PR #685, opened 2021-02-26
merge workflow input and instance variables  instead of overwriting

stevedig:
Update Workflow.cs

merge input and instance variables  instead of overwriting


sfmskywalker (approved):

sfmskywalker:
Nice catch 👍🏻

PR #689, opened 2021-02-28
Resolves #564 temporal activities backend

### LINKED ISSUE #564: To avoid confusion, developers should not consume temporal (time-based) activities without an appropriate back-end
============
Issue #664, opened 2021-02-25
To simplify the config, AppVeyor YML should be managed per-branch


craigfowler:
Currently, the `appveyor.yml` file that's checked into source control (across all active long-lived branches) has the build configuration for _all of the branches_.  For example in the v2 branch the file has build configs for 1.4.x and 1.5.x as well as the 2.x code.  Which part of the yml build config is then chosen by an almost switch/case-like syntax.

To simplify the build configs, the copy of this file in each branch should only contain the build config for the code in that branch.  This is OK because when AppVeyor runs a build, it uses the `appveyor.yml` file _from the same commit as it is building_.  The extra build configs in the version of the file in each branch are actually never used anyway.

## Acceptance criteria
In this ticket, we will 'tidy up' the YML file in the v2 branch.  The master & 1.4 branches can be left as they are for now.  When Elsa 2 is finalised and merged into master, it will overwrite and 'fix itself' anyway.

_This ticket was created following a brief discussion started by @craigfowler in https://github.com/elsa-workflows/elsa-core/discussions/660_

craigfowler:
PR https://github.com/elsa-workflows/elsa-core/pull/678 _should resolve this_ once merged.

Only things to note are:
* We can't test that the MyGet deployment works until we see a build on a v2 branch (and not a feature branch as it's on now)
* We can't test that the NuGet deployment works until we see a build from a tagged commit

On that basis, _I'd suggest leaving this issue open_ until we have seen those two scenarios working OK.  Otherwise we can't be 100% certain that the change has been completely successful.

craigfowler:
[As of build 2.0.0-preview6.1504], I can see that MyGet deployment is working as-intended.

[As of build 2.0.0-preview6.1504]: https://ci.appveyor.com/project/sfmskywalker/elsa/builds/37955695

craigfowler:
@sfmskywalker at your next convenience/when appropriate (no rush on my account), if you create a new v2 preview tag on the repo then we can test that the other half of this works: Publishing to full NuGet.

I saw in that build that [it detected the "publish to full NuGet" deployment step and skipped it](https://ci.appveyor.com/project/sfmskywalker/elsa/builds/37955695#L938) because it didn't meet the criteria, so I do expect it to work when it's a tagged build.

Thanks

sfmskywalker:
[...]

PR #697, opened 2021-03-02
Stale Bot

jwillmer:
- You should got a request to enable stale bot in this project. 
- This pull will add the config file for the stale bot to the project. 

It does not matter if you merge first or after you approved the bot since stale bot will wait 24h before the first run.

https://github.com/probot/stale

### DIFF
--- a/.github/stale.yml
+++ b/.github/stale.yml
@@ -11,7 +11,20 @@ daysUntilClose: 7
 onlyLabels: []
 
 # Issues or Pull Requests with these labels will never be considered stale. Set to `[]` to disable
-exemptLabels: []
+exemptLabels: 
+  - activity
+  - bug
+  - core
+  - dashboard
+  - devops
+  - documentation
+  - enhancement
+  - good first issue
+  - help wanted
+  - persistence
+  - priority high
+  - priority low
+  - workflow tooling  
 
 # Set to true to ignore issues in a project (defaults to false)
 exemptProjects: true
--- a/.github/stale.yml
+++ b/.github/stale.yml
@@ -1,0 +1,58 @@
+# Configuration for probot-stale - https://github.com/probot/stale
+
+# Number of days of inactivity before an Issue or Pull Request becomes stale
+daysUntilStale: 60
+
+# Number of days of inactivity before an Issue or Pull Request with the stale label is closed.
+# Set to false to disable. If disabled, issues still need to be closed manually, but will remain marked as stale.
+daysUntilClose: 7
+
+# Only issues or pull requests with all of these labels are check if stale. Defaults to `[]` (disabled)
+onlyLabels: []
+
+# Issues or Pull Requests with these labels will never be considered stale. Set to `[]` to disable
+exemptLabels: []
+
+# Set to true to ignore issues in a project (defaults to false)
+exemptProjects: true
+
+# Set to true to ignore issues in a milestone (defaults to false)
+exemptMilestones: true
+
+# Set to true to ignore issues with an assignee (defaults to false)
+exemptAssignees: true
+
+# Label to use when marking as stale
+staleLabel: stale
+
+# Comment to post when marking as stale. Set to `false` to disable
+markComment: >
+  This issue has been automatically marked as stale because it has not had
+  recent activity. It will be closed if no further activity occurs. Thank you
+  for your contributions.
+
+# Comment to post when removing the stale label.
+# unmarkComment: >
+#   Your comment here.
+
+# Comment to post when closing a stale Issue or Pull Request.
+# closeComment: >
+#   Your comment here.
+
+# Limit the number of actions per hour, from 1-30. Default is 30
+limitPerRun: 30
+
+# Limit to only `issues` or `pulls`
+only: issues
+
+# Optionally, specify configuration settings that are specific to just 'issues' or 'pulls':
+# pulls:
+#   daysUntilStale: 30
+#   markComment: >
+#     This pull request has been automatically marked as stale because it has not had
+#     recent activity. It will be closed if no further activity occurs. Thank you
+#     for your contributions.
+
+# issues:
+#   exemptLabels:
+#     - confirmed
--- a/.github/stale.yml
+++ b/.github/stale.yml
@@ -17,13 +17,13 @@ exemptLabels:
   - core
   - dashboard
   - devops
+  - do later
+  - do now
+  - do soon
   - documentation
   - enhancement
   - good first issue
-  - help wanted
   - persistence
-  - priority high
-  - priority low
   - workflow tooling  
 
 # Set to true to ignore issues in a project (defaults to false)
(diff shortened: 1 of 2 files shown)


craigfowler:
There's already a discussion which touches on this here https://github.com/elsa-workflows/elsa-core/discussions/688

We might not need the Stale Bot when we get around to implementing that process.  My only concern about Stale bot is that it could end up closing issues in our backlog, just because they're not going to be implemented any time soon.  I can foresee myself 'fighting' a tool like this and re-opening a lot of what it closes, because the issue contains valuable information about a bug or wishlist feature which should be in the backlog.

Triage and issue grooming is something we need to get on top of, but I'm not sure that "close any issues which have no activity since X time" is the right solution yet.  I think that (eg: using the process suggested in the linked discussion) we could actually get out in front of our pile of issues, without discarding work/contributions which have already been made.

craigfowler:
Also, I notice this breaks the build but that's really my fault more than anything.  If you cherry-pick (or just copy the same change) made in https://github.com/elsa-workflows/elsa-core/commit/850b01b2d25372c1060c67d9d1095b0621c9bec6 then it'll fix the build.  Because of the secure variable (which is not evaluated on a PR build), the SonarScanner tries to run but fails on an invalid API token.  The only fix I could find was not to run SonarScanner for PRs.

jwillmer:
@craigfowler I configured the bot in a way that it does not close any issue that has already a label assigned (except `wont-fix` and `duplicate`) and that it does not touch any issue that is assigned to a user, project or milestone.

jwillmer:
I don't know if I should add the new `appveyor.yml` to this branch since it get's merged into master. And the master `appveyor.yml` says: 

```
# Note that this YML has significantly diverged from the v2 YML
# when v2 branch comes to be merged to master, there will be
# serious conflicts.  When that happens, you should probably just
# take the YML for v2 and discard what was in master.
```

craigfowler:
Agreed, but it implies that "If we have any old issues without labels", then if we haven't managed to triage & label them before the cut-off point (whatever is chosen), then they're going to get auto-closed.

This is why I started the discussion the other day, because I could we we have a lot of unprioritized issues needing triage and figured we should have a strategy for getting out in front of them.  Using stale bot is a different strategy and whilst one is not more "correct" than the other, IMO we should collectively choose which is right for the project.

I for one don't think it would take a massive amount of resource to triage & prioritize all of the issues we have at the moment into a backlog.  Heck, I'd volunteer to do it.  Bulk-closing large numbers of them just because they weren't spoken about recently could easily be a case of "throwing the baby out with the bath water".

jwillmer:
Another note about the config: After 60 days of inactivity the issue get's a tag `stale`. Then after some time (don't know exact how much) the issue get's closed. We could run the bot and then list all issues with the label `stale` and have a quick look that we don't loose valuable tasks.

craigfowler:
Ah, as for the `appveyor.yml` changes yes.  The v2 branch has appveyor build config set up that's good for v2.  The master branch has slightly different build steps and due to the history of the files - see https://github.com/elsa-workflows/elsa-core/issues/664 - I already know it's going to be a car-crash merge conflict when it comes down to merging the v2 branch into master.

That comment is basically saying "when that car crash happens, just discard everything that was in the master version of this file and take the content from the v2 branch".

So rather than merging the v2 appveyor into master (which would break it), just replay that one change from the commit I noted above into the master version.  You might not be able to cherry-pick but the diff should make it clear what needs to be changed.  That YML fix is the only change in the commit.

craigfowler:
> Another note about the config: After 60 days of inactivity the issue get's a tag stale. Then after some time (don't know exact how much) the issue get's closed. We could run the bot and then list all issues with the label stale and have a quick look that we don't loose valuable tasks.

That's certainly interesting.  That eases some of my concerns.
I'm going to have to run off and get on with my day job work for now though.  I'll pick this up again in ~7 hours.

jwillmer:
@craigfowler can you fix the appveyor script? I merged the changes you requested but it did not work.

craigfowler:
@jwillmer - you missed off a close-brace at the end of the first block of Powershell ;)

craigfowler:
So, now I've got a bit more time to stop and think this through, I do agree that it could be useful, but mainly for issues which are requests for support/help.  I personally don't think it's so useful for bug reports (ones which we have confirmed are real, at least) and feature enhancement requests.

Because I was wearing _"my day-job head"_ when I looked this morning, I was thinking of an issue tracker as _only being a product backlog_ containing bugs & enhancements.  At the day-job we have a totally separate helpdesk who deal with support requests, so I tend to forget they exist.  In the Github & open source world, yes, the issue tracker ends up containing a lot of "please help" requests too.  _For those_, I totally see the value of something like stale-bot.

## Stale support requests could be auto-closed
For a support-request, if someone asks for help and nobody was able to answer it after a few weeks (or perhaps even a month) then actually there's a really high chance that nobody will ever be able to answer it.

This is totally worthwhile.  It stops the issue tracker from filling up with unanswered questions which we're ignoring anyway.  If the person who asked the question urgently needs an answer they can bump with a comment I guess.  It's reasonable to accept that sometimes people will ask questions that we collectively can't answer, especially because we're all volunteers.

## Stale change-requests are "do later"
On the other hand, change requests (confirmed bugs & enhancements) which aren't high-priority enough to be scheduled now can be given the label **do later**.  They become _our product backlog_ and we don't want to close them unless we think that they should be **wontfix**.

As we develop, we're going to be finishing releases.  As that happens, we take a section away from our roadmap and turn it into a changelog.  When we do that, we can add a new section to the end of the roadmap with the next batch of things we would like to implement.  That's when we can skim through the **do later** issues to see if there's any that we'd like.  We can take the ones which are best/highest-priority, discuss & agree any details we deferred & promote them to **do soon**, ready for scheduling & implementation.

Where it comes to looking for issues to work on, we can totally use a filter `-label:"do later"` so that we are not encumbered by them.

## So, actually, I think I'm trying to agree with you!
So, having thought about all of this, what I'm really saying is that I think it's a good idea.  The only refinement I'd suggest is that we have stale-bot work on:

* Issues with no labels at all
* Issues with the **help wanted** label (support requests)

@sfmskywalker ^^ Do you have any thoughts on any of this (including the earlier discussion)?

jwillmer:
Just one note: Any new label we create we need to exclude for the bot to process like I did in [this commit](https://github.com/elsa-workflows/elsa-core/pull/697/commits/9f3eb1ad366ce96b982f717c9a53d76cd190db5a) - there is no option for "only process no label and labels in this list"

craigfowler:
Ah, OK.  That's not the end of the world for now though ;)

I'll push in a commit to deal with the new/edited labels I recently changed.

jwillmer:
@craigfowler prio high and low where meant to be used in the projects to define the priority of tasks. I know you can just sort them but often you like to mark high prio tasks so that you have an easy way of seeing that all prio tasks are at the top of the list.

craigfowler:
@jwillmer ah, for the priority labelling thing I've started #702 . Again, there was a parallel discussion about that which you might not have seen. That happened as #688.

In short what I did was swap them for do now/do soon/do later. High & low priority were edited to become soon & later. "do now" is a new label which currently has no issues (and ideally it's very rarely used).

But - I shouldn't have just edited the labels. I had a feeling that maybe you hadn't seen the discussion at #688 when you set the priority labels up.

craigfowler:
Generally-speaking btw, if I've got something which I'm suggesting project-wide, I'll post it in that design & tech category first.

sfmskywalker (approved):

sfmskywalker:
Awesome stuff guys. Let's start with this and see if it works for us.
============
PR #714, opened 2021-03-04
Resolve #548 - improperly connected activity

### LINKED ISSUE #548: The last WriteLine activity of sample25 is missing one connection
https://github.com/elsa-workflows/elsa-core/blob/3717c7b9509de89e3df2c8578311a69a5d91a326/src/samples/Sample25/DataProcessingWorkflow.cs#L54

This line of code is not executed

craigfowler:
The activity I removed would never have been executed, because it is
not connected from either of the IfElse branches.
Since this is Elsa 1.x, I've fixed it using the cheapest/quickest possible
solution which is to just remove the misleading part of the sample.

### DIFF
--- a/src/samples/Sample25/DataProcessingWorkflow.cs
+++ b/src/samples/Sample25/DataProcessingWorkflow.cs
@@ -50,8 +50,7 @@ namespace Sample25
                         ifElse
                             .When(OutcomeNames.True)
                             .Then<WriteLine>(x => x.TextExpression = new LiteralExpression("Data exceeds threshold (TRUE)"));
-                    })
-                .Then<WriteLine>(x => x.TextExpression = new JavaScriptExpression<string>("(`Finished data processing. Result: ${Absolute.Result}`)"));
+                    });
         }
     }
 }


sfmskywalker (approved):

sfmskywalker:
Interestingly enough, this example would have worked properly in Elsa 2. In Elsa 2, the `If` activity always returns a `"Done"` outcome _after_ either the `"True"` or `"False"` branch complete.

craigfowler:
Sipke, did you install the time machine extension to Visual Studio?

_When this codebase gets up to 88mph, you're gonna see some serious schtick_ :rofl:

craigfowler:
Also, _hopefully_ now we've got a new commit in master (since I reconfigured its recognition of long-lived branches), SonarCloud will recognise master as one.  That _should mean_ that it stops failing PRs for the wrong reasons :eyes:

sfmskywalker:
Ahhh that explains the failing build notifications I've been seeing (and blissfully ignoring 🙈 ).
============
WHAT YOU ARE ASKED TO DO: Read through the entries above, and wherever a line holds the string "serious", copy it.

RESPONSE TO THE EXERCISE:
# serious conflicts.  When that happens, you should probably just
_When this codebase gets up to 88mph, you're gonna see some serious schtick_ :rofl:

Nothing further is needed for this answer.